TC, also known as Teutschlander disease,¹ is a rare syndrome characterized by calcium salt deposition in different periarticular soft-tissue regions.² The disorder was first stated by Inclan et al. in 1943.³ It manifests in childhood or adolescence as painless, firm, tumor-like masses around the joints. It is divided into two varieties: primary and secondary.^1,2,4 The primary variety has two subtypes: hyperphosphatemic type with familial basis: mutations in GALNT3, KLOTHO, or FGF23 genes; and normophosphatemic type with mutation in the SAMD9 gene.

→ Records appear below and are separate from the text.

PR #924, opened 2017-01-12
[WIP] Custom formatted location list

tweekmonster:
Replaces the location list buffer with better aligned content:

- Filename is removed and displayed in `w:quickfix_title`
- Adds each item's sign to the sign column
- Adds a fake gutter that displays the maker name, line number, and
  column

This is similar to the example I posted in #325

Currently, there's a couple things that need to be addressed:

- Documentation.
- This is enabled through `neomake#quickfix#enable()`.  The idea is that there would also be a `disable()` method.  It probably should be enabled/disabled with a variable.
- There can be list items that point to a different buffer.  I think those items should just be prefixed with something like `[buf:shortname]` instead of adding a column for all items.  However, I only saw this happening with `govet` which looks like it was using a temporary buffer.
- The quickfix window is not reformatted.  It might be nice to format the quickfix list so that the columns line up nicely and displays the makers.
- If the location list is already visible, neomake's `s:current_errors` isn't populated for the current buffer when this script runs.  I haven't figured out why that is.

The main thing blocking this is I can't make this only run after Neomake finishes.  Something I thought about was possibly adding a dummy entry at the end of the list that isn't added to the buffer.  That way it can be distinguished from location lists created by other scripts.

## Preview

Before:
screen-shot-2017-01-12-17-32-06

After:
screen-shot-2017-01-12-16-43-59

Before:
screen-shot-2017-01-12-17-33-58

After:
screen-shot-2017-01-12-16-41-39

Before:
screen-shot-2017-01-12-17-35-41

After:
screen-shot-2017-01-12-16-40-06


autoload/neomake.vim
```diff
@@ -42,6 +42,13 @@ function! neomake#GetJob(job_id) abort
     return s:jobs[a:job_id]
 endfunction
 
+function! neomake#GetErrors(bufnr) abort
+    if !a:bufnr
+        return s:current_errors['project']
+    endif
+    return get(s:current_errors['file'], a:bufnr, {})
+endfunction
+
```
blueyed: The (public) API here should be better.. 
See https://github.com/vim-airline/vim-airline/pull/1275#issuecomment-271122146 for some discussion / link.

As for this PR: it is only used once, so keep it inlined for now?!

autoload/neomake/quickfix.vim
```diff
@@ -0,0 +1,148 @@
...
+        setlocal breakindent linebreak
+        let &breakindentopt = 'shift:'.(b:neomake_start_col + 1)
+    endif
+
+    for item in signs
+        call neomake#signs#PlaceSign(item, 'file')
+    endfor
+
+    runtime! syntax/neomake/qf.vim
+    execute 'runtime! syntax/neomake/'.getbufvar(src_buf, '&filetype').'.vim'
```
blueyed: `getbufvar(src_buf, '&filetype')` might be empty?!

syntax/neomake/qf.vim
```diff
@@ -0,0 +1,5 @@
+syntax clear
```
blueyed: Doesn't this clear other custom configs?
Is it required for resetting/reloading?

blueyed:
> The quickfix window is not reformatted. It might be nice to format the quickfix list so that the columns line up nicely and displays the makers.

Yes, also possibly applying `pathshorten()` and some other things in the end.

> If the location list is already visible, neomake's s:current_errors isn't populated for the current buffer when this script runs. I haven't figured out why that is.

Likely a bug then.  Might depend on the setting to open the quickfix/location list?!

blueyed:
> The main thing blocking this is I can't make this only run after Neomake finishes. Something I thought about was possibly adding a dummy entry at the end of the list that isn't added to the buffer. That way it can be distinguished from location lists created by other scripts.

What about using the (badly named) NeomakeCountsChanged hook, either directly or by also looking for `qf` FileType events and then act accordingly?

autoload/neomake.vim
tweekmonster: I'm not sure what you mean.  Are you saying that you want it to be more flexible and compatible with the goal of that airline issue?

blueyed:
I think I'd prefer the line/col first (before the maker): It is more compact in length (for the column width, in case of multiple makers) there, and also the maker's name is a good prefix for the error already.

In https://github.com/neomake/neomake/pull/325 my idea was to append it at the end ` [maker]`: it is useful to see quickly, but not really a category most of the time.

You might have put it to the beginning for some reason though?! :)

syntax/neomake/qf.vim
tweekmonster: I suppose it would.  But, as stated above, this would ideally run *only* for Neomake.  For Neomake-specific syntax, custom configs would live in `&rtp/syntax/neomake/qf.vim`.

The reason I did it like this is so that it wouldn't clash with any existing `syntax/qf.vim` configs, as well as allow maker-specific highlighting like in the example for Python.

autoload/neomake.vim
blueyed: Yes, and the statusline API in general.
My plan is to clean up my local config some day for that..

syntax/neomake/qf.vim
blueyed: I like the approach of using `:runtime` here.

tweekmonster:
> Likely a bug then. Might depend on the setting to open the quickfix/location list?!

My theory is that during the async post-processing, the buffer focus is changing temporarily due to the list changing.  So, this script is running beforehand.

I forgot to mention that this only seemed to happen with the Python maker.   Note to self: Now that I'm thinking about it, I'm using `impsort.vim` that does async highlighting and it might changing the buffer focus unexpectedly.

> What about using the (badly named) NeomakeCountsChanged hook, either directly or by also looking for qf FileType events and then act accordingly?

As you mentioned, it would require also looking out for `Filetype qf`.  The combination is too magical for my liking.  Future changes to how the hooks are handled could break this too easily.

I'm actually starting to like my idea of adding a dummy entry to the list.  If this feature is enabled, the last entry would have an item with `pattern` set to `{neomake}` as the marker/signal, and the text could be a comma delimited list of the makers, or possibly even a string representation of a dict that contains extra information that can't be added to the `setloclist()` function.  This script would simply not add a line for it.

> I think I'd prefer the line/col first (before the maker): It is more compact in length (for the column width, in case of multiple makers) there, and also the maker's name is a good prefix for the error already.

I actually want the fake gutter to be customizable.  I didn't go through with doing all that because I wanted to make sure this PR was acceptable in general first :P

An idea to make it more compact is to just truncate the maker name to 3-4 characters.  Then an optional `maker_name_short` key for the maker configs could be used if manual shortening is needed to make it less ambiguous.

> In #325 my idea was to append it at the end [maker]: it is useful to see quickly, but not really a category most of the time.

I thought about this, but, it didn't seem right that if you wanted to know what maker emitted the message, you had to actually look for it instead of just knowing where to look in a designated space.  That would be annoying if the message is long and off screen, or if the surrounding text is dense enough to make it hard to see.

> You might have put it to the beginning for some reason though?! :)

I was just keeping the order as `signs | fold | number`, where `fold` is the maker name.  No real thought went into the ordering :D

tweekmonster:
I'm feeling the pressure to finish this now 😜   I'll work on this a bit more today.

blueyed:
Any updates?
Please rebase it at least to make it easier to dogfood.

tweekmonster:
This now supports quickfix as well!

I went ahead with the dummy quickfix entry since it seemed like the most reliable way to pass along the maker names.  It resolved the issue I mentioned above with the python maker.

I haven't done the gutter customization yet because I couldn't think of a good way to do this without a lot of explanation.  I was thinking about using python-style formatting:

```
%(maker)s %(lnum)s:%(col)s
```

Then I would get the order by removing the `(word)`s from the string and replacing them with `*` so that it can be used in the `printf()`.

blueyed:
> This now supports quickfix as well!

Awesome!

Quick feedback/issue: probably because of the dummy entry in the end, my automatic resizing of the qf list is off by one now.. i.e. normally it would be resized for one entry, but now by the time of the resizing there are likely 2.  I am doing that mainly on `FileType qf`, but have not investigated yet.

tweekmonster:
Yeah that sounds like the dummy entry.  I like the dummy entry because it's a foolproof way to pass info around, but I'm not committed to the idea.  The alternative is maintaining that info in a script var and querying for it later.  The problem is that there wouldn't be an easy way to know if `getqflist()` is returning a list that's from Neomake.

We could just use the `pattern` key for each entry to hold the maker name (e.g. `neomake:flake8`), but I'm not exactly clear on what that field does and if using it will cause other issues.

tweekmonster:
I made it so that the maker name is attached to the list entry's text, but only if the custom qf is enabled.

I wanted to use the `pattern` field since that wouldn't be useful for Neomake, but it turns out that `pattern` overrides `lnum`.  I was going to try using something like `\%15l\%(maker\)\?` for the pattern field, but it seemed a little overboard to make Vim parse regex to jump to a line.

tweekmonster:
@blueyed Requesting a review.  I think this is working pretty well where it is, but I wanted to get your thoughts about attaching the maker info to the text.

autoload/neomake.vim
blueyed: Can we move this to some private API for now?
It also does not seem to be used (anymore)?!

autoload/neomake.vim
```diff
@@ -658,10 +665,12 @@ function! s:AddExprCallback(jobinfo, prev_index) abort
     let ignored_signs = 0
     let s:postprocess = get(maker, 'postprocess', function('neomake#utils#CompressWhitespace'))
     let debug = get(g:, 'neomake_verbose', 0) >= 3
+    let custom_qf = get(g:, '_neomake_qf_enabled', 0)
```
blueyed: This should be a `s:` var maybe?!
But since it's used in `autoload/neomake/quickfix.vim` it could become a function/property there instead.

autoload/neomake/quickfix.vim
```diff
@@ -0,0 +1,192 @@
+" vim: ts=4 sw=4 et
+scriptencoding utf-8
+
+let s:maker_match_id = 997
+let s:gutter_match_id = 998
+let s:cursor_match_id = 999
```
blueyed: Could those numbers conflict with other plugins etc?

autoload/neomake/quickfix.vim
```diff
@@ -0,0 +1,192 @@
...
+                    \ s:cursor_match_id,
+                    \ s:cursor_match_id)
+    endif
+endfunction
+
+
+function! s:reset(buf) abort
+    call neomake#signs#ResetFile(a:buf)
+    execute 'sign unplace * buffer='.a:buf
+    call clearmatches()
```
blueyed: Might be nice to only clear matches that were defined by ourselves?!

autoload/neomake/quickfix.vim
```diff
@@ -0,0 +1,192 @@
...
+        let b:neomake_qf = 'file'
+        let src_buf = qflist[0].bufnr
+    else
+        let b:neomake_qf = 'project'
+    endif
+
+    runtime! syntax/neomake/qf.vim
+    if src_buf
+        let ft = getbufvar(src_buf, '&filetype')
+        if ft != ''
```
blueyed: Use `!=#` to make `vint` happy.
Or just `len(ft)`.

autoload/neomake/quickfix.vim
```diff
@@ -0,0 +1,192 @@
...
+            for name in split(ft, '\.')
```
blueyed: There are methods for splitting / handling multiple fts already, which _could_ be used.. looks OK for me as-is though.

autoload/neomake.vim
tweekmonster: It's actually unused now.  Should I just remove it?

autoload/neomake.vim
tweekmonster: `neomake#quickfix#is_enabled()`?

autoload/neomake/quickfix.vim
tweekmonster: Not sure.  Is there a base ID I should use?

autoload/neomake/quickfix.vim
tweekmonster: or `empty()`

autoload/neomake/quickfix.vim
tweekmonster: Oh in this plugin?  I'll double check!

autoload/neomake/quickfix.vim
blueyed: Not sure either.. let's keep it like this then for now.
For signs base ids of 5000 and 7000 are used.

autoload/neomake.vim
tweekmonster: Actually, would it be more consistent to use`neomake#quickfix#IsEnabled()`?

autoload/neomake/quickfix.vim
blueyed: See https://github.com/neomake/neomake/blob/2ad3768f176fd5537831107e989c4ae6d63974e9/autoload/neomake/utils.vim#L230-L242 - but this might be overkill/wrong after all.

autoload/neomake.vim
blueyed: In some sense, yes.  Although I prefer the former style, and we could move slowly towards it instead.

tweekmonster: Sounds good to me.  Given the scope of this plugin, it could also be defined as `neomake#TitleCase` functions are documented, while `neomake#snake_case` is intended to be undocumented/subject to change.

blueyed: Agreed.

autoload/neomake/quickfix.vim
tweekmonster: Ahh, hmm.  Now, I'm not sure if this is right at all.  Should the syntaxes be based on the maker names instead of `&filetype`?

blueyed: Yeah, it should be a property of the maker(s): all makers contributed to the list should be able to define the syntax.  But then the defaults (like here) could come from the filetype / `supertype`.
(could be done for settings in general, but then settings are maker-specific in general)

And the whole setup for syntax should be move to a function for easier testing.

tweekmonster: Alright so, that means the maker names should be truncated later.  Otherwise, there's no way to get that information.

If it's alright, I'm going to stick with just using the maker names for now and deal with this if issues arise from it.

blueyed: How so?
When using a callback/setting on the maker, it would scale with settings we have already.
With maker names alone, those are not unique, and could be used for different filetypes (different linters).

tweekmonster: I think I got lost in the conversation.  What I'm saying above is that I have to attach the maker name to `entry.text` as `{neomake:maker_name}` since getting that info through a function is unreliable (particularly for quickfix).  But, currently it's the short form of the name that's attached to the text since I made it an optional maker property (`short_name`).

I also think we can worry about syntax for maker supersets a little later since this is a completely new feature.

blueyed: OK.

tweekmonster:
@blueyed I'll fix the lint error.  Last detail for this is to add tests.  Do you have any suggestions for this?

blueyed:
> Last detail for this is to add tests. Do you have any suggestions for this?

Not really.
Probably a new .vader file makes sense for this feature (include it in neomake.vader then).
`integration.vader` has the most diverse set of tests, where you might find a good base one.
Also rebasing makes sense, since tests have been improved a bit.

I recommend also to use my Vader fork for better tracebacks/error messages (https://github.com/neomake/neomake/pull/974).

tweekmonster:
Well I was wondering if Vader will have an issue with opening the quickfix window to get the contents.  I also just noticed that the maker config in the entry text is leaking into the text displayed in the message area.  Need to fix that.

blueyed:
> Well I was wondering if Vader will have an issue with opening the quickfix window to get the contents.

Should be good.
Both as in opening it really (`:copen`) or accessing it through `cgetlist()`.

blueyed:
You can run `make tests/foo.vader` to only run a particular file - that's what I do with a set of new tests usually.

And for the better Vader: you can symlink to it in `tests/vim/plugins/vader.override`.

blueyed:
Rebased on master.

tweekmonster:
Thanks!  I haven't had a a ton of time to work on the tests.  One day 😬

tweekmonster:
@blueyed I had some changes that I didn't push and a forced update was easier than sorting out the rebase.

tweekmonster:
@blueyed Sorry I sat on this for so long.  I added a couple basic tests.  It needs to improve, but I think it can be dealt with later since the tests at least ensure it doesn't disrupt the normal quickfix display.

Notes:

- I couldn't test the fake gutter's syntax highlighting since that doesn't seem to be possible.
- Found it strange that `normal!` didn't trigger `CursorMoved`.
- Needs tests for multiple makers.
- Needs tests for checking truncated maker names.

tweekmonster:
I guess I need to fix up the test.  Forgot to include it in `neomake.vader`.

tweekmonster:
I'll let you take a look at the tests.  Everything I try ends up not working or breaking other tests.  I keep getting this:

```
[EXECUTE] (X) Vim(let):E121: Undefined variable: g:neomake_test_postprocess_count
```

tweekmonster:
@blueyed I simplified the tests so that only the rendering is checked.  I couldn't get the tests to pass as mentioned above.

Looks like I still need to make some fixes for older versions of Vim, though.

tests/customqf.vader
```diff
@@ -0,0 +1,92 @@
...
+      \ }])
+
+  lopen
+
+  AssertEqual getline(1, '$'),
+    \ ['Alph 1:- Line 1 ', 'Alph 2:5 Line 2']
+
+  normal! 0
+  " :normal! ignores autocmd's here?
+  doautocmd CursorMoved
```
blueyed: Not supported by Vader apparently: https://github.com/junegunn/vader.vim#some-events-may-not-be-triggered - doing it manually is the way to go.

blueyed:
It's good to have the tests simplified, although some integration test would be useful, too.
The previous ones looked to verbose though.
It should be much easier with https://github.com/neomake/neomake/pull/1050 - I'll wait until that is in.

Seems to be only one issue with vim73:
> (112/150) [EXECUTE] (X) Vim(sign):E474: Invalid argument
      > function neomake#quickfix#FormatQuickfix..<SNR>47_reset, line 2

tweekmonster:
> Seems to be only one issue with vim73:

Also one issue with 7.4 because of `matchaddpos()`.  It's a problem for 7.3, too.  It's concealed by the sign error.

tweekmonster:
Whats the best way to clear signs from the quickfix buffer?  I'm using `sign unplace * buffer=` because `neomake#signs#ResetFile()` seemed to always leave a sign behind on line 1.

autoload/neomake/quickfix.vim
```diff
@@ -33,10 +33,18 @@ function! s:cursor_moved() abort
...
+                        \ [[line('.'), (b:neomake_start_col - b:neomake_number_len) + 2, b:neomake_number_len]],
+                        \ s:cursor_match_id,
+                        \ s:cursor_match_id)
+        else
+            call matchadd('neomakeCursorListNr',
+                        \  '\%' . line('.') . 'c'
+                        \. '\%' . ((b:neomake_start_col - b:neomake_number_len) + 2) . 'c'
+                        \. '.\{' . b:neomake_number_len . '}',
+                        \ s:cursor_match_id, s:cursor_match_id)
+        endif
```
blueyed: It's used `autoload/neomake/highlights.vim` also, so there could be a wrapper.
OTOH I've noticed that using `matchadd` (with `\%Xv` (not `c` like above)) seems to be the sanest currently, given that other methods use byte offsets.  See https://github.com/neovim/neovim/issues/6270#issuecomment-286403626.
So a wrapper would make it easier to handle this in the future, but it's fine to keep this here for now.
However, I think `v` with `matchadd` might be the best regarding multibyte strings.
If keeping `matchaddpos`, then `nvim_buf_add_highlight` might be an option for Neovim, too.

blueyed:
> Whats the best way to clear signs from the quickfix buffer?

The signs interface is weird, too (and I've local changes for it somewhere already).. :/
Which sign is left behind?  `neomake#signs#ResetFile()` gets used to indicate that signs are being replaced IIRC.  You then have to call CleanOldSigns (or similar).  IIRC some tests use it.

That should not really affect the qf buffer though, does it?
Why do you care about clearing (and placing) signs here?

tweekmonster:
Aww man, I actually wrote out a response for this but I must've closed the window before posting it.

I'm adding signs to the qf buffer opposed to using `E`, `W`, etc.  I also didn't want to add the sign characters in the buffer.  Would've required editing `signs.vim` to get the configured signs.  But, I mainly didn't want to deal with the highlighting for it.

> You then have to call CleanOldSigns (or similar). IIRC some tests use it.

Thanks I'll look into this later.

blueyed:
Is this using a dummy entry still, or rather `b:neomake_qf`?
I am wondering since I would like to make Neomake (optionally?) not change any existing location (and quickfix?) list that is not owned by it, i.e. only if there is no location list yet, or it is owned by Neomake (see https://github.com/neomake/neomake/issues/1165#issuecomment-290394265).

blueyed:
I've rebased it against master locally, let me know if I should push it (about 3 minor conflicts, so you might want to do it yourself).

blueyed:
`:sign unplace * buffer={nr}` does not work in the Vim 7.3 build; you might have to remember the placed signs, and unplace them one by one there.
Like mentioned before, I have some improvements to the signs module, and it might be usable for this already in the current state to register and clear the signs in the qf window.

blueyed:
btw: Vim just added support for `context` to location/quickfix lists: https://github.com/vim/vim/commit/8f77c5a4ec756f3f866bd6b18feb6fca6f2a2e91.

petobens:
Any updates on this? It would be really nice to have :)

blueyed:
@tweekmonster seems to be in (another) zone currently (which is fine :)).

Since this is the oldest open PR currently, and I also like this feature very much myself, I plan to pick it up  myself eventually (but there at least 3 other big things to get in first).

@petobens 
Have you tried it?  (should be rebased on master though to get other improvements)
Do you feel like contributing and picking it up?

tweekmonster:
@petobens @blueyed I haven't been able to keep up due to personal and professional priorities.  I'd like to pick this back up, but I'm not sure when I'd be able to.  I really don't mind if someone would like to continue the work.

petobens:
@blueyed @tweekmonster I would love to pick this up but unfortunately my vimscript skils are not good enough to do so...

blueyed:
Merged master, and adjusted it to handle makers with get_list_entries/process_output.

syntax/neomake/qf.vim
blueyed: The `let b:current_syntax = 'neomake_qf'` gets cleared with `syntax clear` though, so what is the point of setting it?
Should it get moved after `syntax clear`, or is it required for `syntax clear` somehow?

blueyed:
FWIW: the "next" branch contains both "automake" and this, in case you want to try it together with "automake".. ;)

blueyed:
It needs to be profiled/optimized probably, since it appears to add a lot of sluggishness (when used often / with automaking).

blueyed:
This is next / coming soon(™) - the last time I've tried it it had a decent set of conflicts already - looking forward to solve them.
IIRC performance is an issue here also - especially since #1167 has been merged by now.

blueyed:
Yay for diff coverage reports: https://codecov.io/gh/neomake/neomake/pull/924/diff

blueyed:
I would like to get this into master soon.

The only remaining question might be how to configure it.

It might be good after all to explictly opt in via `neomake#quickfix#enable()`, and then we can enhance / integrate it from there?!

blueyed:
I would like to get this into the `neomake#configure` namespace eventually - similar to how it is used with automake, but it needs a bit of refactoring then.

blueyed:
:fireworks: 

Thanks a lot, @tweekmonster!

blueyed:
Follow up in https://github.com/neomake/neomake/issues/1698.

petobens:
Hi @blueyed. I want to try this new feature but I can't seem to get it working. I have the following settings in my vimrc:
```vim
call neomake#quickfix#is_enabled()  " enable experimental quickfix formatting
let g:neomake_python_enabled_makers = ['flake8', 'mypy']
let g:neomake_python_flake8_args = ['--ignore=E402,W503']
let g:neomake_python_mypy_args = ['--ignore-missing-imports',
            \ '--follow-imports=skip', '--python-version', '3.6']
```
However when I run neomake on the following file:
```python
def f(x: int) -> int:
    return x
print(f([5]))
```
I see only see the following line in the quickfix:
```
bar.py|5 error| Argument 1 to "f" has incompatible type "List[int]"; expected "int"
```

I should say `mypy` somewhere right? (at least that's what i gathered from the original screenshots). 

Btw if i add a long line (>80 columns) at the . top like this:
```python
# asdlksadjasldk jaskld asdjas kldasjdkl asdjasld kjsadkl saj dklasdja skld jasklas
def f(x: int) -> int:
    return x
print(f([5]))
```
and run neomake again then I only see
```
bar.py|1 col 80 warning| E501 line too long (83 > 79 characters)
```
which is the flake8 warning (i expect to see both flake8 and mypy).

Thanks in advance for the help (for your awesome work with this plugin!)

blueyed:
1. You should use `call neomake#quickfix#enable()`.

2. Not sure why you do not see flake8 + mypy.  Is it in the list, but not visible maybe? I.e. something would be wrong with auto-resizing the list (also changed recently).

petobens:
Yep, that was it (in both cases). Mmm is there any plan to improve the formatting a bit?

blueyed:
From your comparison:

1. I think the buffer name should get the same highlight (blue)
2. the mypy one looks off: it should have an error sign
3. Don't you like the line/col formatting/enhancement?

In general:
You should not use `set relativenumber` in the qf window (we should ensure that it is handled correctly, i.e. enforce `:setlocal number norelative`).

blueyed:
There is no plan to improve this, and @tweekmonster has been silent about his work since a while.
We need to progress from there/here.

blueyed:
Also the entries `nr` is not displayed at all.
I think it could be appended to the short maker name, or get its own column, e.g. between maker name and line/col info?
This would make sense for the shellcheck maker, whose short name is "SC" and therefore e.g. "SC2089" would be displayed as with the entry's text - where I would like to remove it from.

blueyed:
Feels like we should create a meta issue or project for this after all.

petobens:
Hi @blueyed I've finally revisited this one. Mmm coming back to my question:
> Is there a way to keep the same formatting and colors and just add the sign and linter?

I like the standard formatting but would simple like and indication to what linter each error/warnings corresponds to. Is there a way to achieve that? (i.e extend current formatting and attach something like `[mypy]` or `[pylint]` to each quickfix/location list entry)

blueyed:
@petobens 
Thanks for the feedback.  I've created new issues based on your comment.

> In summary: I would like to have something like `g:neomake_place_signs` but for the linter name.

I do not understand that one though.

petobens:
Thanks! 

> I do not understand that one though.

I meant that maybe we could have something like `g:neomake_show_linter_name` that controls whether to show (or not) the linter name in the same spirit that `g:neomake_place_signs` controls whether to show or not errors/warnings signs.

The secondary variety is mainly associated with chronic kidney disease. Diagnosis is mainly based on imaging modalities. Primary treatment is surgical, but there is high recurrence rate. The hyperphosphatemic variety warrants medical management (phosphate binders/acetazolamide) prior to surgery. The next step for non-responders is subtotal or total parathyroidectomy.^1,2,4

Secondary amyloidosis is a long-term complication of several chronic inflammatory disorders. Organ damage results from the extracellular deposition of proteolytic fragments of serum amyloid A.⁵ There has been only a single case report of TC leading to amyloidosis.⁶ A kidney biopsy was not performed in this case, and amyloidosis was diagnosed by rectal biopsy. Our case is the first reported biopsy-proven case of secondary amyloidosis presenting as nephrotic syndrome attributable to primary TC (hyperphosphatemic; GALNT3 mutation).

Conclusion

This case report imparts three key learning points. First, it underscores the importance of considering TC in differentials of secondary amyloidosis. Second, it highlights a potential long-term complication of unaddressed TC. Lastly, it emphasizes the pivotal role of genetic analysis in cases of chronic soft-tissue calcifications.